Me and You and Everyone: the Global Oneness Project

A new project documents the many expressions of interconnectedness across the globe

By Amelia Glynn

Few concepts are as slippery as “oneness.” Sure, the idea that all things are interconnected might appeal in the abstract. But trying to wrap your brain around what oneness actually means is a lot like trying to understand infinity or a bazillion dollars or the distance between here and the sun — it’s hard to conceptualize something that “big.” Among the daily distractions of work, kids, or that craving for a soy mocha, it seems simpler to leave the pursuit of oneness to the “woo woo” world — the meditation masters, the Buddhist monks, psychics, yogis and their ilk.

At least that’s what neuroanatomist Jill Bolte Taylor always thought. That is until, one December morning in 1996, a blood vessel exploded in the left half of her brain, leaving her unable to talk, walk, read or recall any part of her life. Miraculously, for a four-hour period as her hemorrhage grew, Taylor was able to consciously observe the phases of her brain’s deterioration from the inside out.

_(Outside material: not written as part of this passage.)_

PR #11751, opened 2026-01-08
tests: by default, do not use color in stdout

jonathantanmy2:
Why I'm not automerging this PR: see if @Byron (or someone else) has opinions about which tests should emit color and which shouldn't. I picked what I thought were reasonable choices (journey, `status`, `help` retain their colors and therefore SVGs, the rest don't).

Upon losing the functioning of her brain’s left hemisphere, (or the “me”-thinking hemisphere, as she calls it), Taylor came face to face with unencumbered right-brain “we-thinking”… or, simply, oneness. As she described in a February 2008 lecture at the annual TED (Technology, Entertainment, Design) Conference in Monterey, CA, “because I could no longer identify the boundaries of my body, I felt enormous and expansive. I felt at one with all the energy that was, and it was beautiful there.”

For Emmanuel Vaughan-Lee, founder of the Global Oneness Project (GOP), an organization dedicated to documenting the many expressions of interconnectedness across the globe, Taylor’s story is not only remarkable, it’s good for business.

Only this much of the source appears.